Your goal =
After finding the line with "The referenced issue" in the data below, set down exactly each line through the one with "- is able to", inclusive, and stop there.

Dataset excerpts =
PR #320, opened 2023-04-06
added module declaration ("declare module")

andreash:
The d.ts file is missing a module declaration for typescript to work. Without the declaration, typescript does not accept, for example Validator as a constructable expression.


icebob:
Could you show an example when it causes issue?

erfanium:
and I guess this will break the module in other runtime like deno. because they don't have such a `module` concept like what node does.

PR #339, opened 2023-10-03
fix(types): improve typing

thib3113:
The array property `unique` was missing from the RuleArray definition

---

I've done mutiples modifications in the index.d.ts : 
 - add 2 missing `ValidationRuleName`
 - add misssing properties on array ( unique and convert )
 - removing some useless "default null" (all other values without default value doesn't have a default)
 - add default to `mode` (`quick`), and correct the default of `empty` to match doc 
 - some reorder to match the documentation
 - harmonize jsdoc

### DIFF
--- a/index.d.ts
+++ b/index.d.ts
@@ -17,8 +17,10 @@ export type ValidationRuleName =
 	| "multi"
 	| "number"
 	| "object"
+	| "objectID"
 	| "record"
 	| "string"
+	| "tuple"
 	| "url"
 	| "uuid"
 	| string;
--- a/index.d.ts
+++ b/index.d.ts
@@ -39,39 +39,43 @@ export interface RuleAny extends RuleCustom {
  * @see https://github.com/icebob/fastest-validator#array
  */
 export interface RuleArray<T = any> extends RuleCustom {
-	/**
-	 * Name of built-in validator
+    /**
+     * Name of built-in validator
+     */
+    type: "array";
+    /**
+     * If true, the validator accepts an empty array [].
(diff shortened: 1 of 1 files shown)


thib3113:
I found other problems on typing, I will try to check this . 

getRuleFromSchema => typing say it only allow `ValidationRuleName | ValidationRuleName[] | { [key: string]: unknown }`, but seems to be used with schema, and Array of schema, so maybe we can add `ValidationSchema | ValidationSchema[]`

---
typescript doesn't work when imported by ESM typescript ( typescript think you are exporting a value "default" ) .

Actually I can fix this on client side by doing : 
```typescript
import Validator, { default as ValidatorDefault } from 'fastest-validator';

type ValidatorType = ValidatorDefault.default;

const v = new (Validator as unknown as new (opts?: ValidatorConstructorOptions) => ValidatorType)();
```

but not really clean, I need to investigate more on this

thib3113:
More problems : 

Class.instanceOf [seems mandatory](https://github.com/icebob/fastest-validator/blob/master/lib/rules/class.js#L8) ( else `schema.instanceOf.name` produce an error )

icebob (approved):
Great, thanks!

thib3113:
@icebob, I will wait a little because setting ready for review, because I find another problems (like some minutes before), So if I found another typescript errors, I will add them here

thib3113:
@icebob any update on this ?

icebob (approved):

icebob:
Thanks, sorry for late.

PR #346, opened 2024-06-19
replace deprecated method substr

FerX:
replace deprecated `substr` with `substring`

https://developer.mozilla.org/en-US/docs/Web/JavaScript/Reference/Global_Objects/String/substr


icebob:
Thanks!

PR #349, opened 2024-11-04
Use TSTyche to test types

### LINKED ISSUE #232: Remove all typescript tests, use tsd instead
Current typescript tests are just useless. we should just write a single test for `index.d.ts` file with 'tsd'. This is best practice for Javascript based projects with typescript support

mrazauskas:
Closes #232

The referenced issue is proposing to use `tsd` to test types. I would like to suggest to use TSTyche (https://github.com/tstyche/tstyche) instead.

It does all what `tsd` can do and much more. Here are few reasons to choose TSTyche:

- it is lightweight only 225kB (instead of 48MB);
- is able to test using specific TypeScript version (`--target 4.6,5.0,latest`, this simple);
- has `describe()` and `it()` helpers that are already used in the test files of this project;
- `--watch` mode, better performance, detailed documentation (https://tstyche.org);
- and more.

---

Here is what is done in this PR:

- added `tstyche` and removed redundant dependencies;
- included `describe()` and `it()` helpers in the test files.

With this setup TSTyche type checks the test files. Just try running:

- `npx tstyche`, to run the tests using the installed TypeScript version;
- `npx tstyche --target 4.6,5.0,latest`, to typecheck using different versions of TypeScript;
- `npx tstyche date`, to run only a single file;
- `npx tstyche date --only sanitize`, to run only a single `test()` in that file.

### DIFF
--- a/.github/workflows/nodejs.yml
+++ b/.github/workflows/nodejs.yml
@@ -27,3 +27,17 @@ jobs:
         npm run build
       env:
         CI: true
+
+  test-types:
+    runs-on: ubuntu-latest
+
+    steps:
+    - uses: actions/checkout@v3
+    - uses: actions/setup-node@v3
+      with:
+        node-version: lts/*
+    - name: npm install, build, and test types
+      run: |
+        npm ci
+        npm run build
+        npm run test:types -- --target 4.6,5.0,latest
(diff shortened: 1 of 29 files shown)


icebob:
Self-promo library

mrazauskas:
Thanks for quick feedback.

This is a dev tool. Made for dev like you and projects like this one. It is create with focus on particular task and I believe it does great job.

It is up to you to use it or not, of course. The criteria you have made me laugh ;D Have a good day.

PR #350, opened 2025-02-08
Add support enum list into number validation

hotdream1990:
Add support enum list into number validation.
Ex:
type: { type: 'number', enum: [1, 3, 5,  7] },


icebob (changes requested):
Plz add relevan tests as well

Response for this exercise =
The referenced issue is proposing to use `tsd` to test types. I would like to suggest to use TSTyche (https://github.com/tstyche/tstyche) instead.

It does all what `tsd` can do and much more. Here are few reasons to choose TSTyche:

- it is lightweight only 225kB (instead of 48MB);
- is able to test using specific TypeScript version (`--target 4.6,5.0,latest`, this simple);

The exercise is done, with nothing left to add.